During Kosterlitzky's last days at Ft. Rosecrans, an FBI agent offered him a job in Los Angeles: To mingle with Mexicans and flush out any revolutionary activities against the U.S. He moved with his family to L.A., where he continued working for the FBI, as an undercover agent and a translator.

By now, Kosterlitzky was well into his 60s. His clandestine service included wearing sunglasses and casual clothes and sunning himself on benches at Pershing Square, where he engaged strangers in talk about the war in Europe. He "occasionally turned up a dyed-in-the-wool German sympathizer," Smith wrote.

Even before the U.S. entered World War I in 1917, Los Angeles was a hotbed for German agents working to enlist Mexican aid in the war against the United States.

As the war unfolded, the nation's anti-German sentiment prompted many Germans to change their names to find and keep work.

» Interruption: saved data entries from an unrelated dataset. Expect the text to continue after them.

PR #161, opened 2020-05-01
Remove Azure Pipelines

imbsky:
The test still failed, but it's not a problem with this PR itself.


prometheansacrifice:
We rely on Azure for the prebuilts. I'm not aware of this being done on GH actions - has it been addressed?

imbsky:
Not yet, but it will be possible soon.

rgrinberg:
More to the point, are we running the integration tests with this pipeline?

imbsky:
That's right. Also, automatic toolchain setup is currently disabled, and I remember that we have decided not to use Azure's artifact to distribute pre-built binaries. So we might be able to merge this, what do you think?

rgrinberg:
Well, it’s more like that this package doesn’t produce any binaries so the publishing should be done outside this package. It doesn’t really matter if it’s done in azure or github actions. The integration tests still need to be be ported to CI however

imbsky:
The integration test is already ported to Actions but is now broken regardless of this PR.
https://github.com/ocamllabs/vscode-ocaml-platform/pull/161/files#diff-f09ce9d24f2aeb928cee946c13324a06R54-R57

rgrinberg:
I see. You need to clarify stuff like this in the description 🙂

Okay, so the pr indeed looks good. Let me just have a more in depth review later.

imbsky:
As said in https://github.com/ocaml/dune/pull/3451, there are many benefits to migrating to Actions for CIs that need an OCaml environment. You will also benefit more in the future.

imbsky:
> You need to clarify stuff like this in the description

Yes, indeed...

.github/workflows/workflow.yml
```diff
@@ -13,27 +13,50 @@ jobs:
           - macos-latest
           - ubuntu-latest
           - windows-latest
+        ocaml-version:
+          - 4.06.1
```
rgrinberg, line 17: Why 4.06?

Kosterlitzky distributed "Beware of Spy" cards, asking citizens to watch their neighbors and report suspicious activities. Angelenos reported smuggling, tunnel-digging and even a supposed Morse code message on a clothesline using socks and underwear. Kosterlitzky followed up on all leads, most of which came to naught.

In 1922, Kosterlitzky was assigned to a so-called Prohibition team that hunted down bootleggers, rumrunners and gunrunners. His last official act for the U.S. government was investigating gunrunning from the Imperial Valley into Mexico, in a supposed plot to take over Baja California. On Aug. 15, 1926, Kosterlitzky and three other federal agents arrested eight Mexicans and one American. He retired the next month.

Kosterlitzky, who had married three times and fathered 10 children, died in 1928, at 74. On his deathbed, he supposedly told the offspring who had come:

" ... I can leave you nothing except the most wonderful fortune in the world: your mother, a jewel beyond price, and a name you can be proud to bear."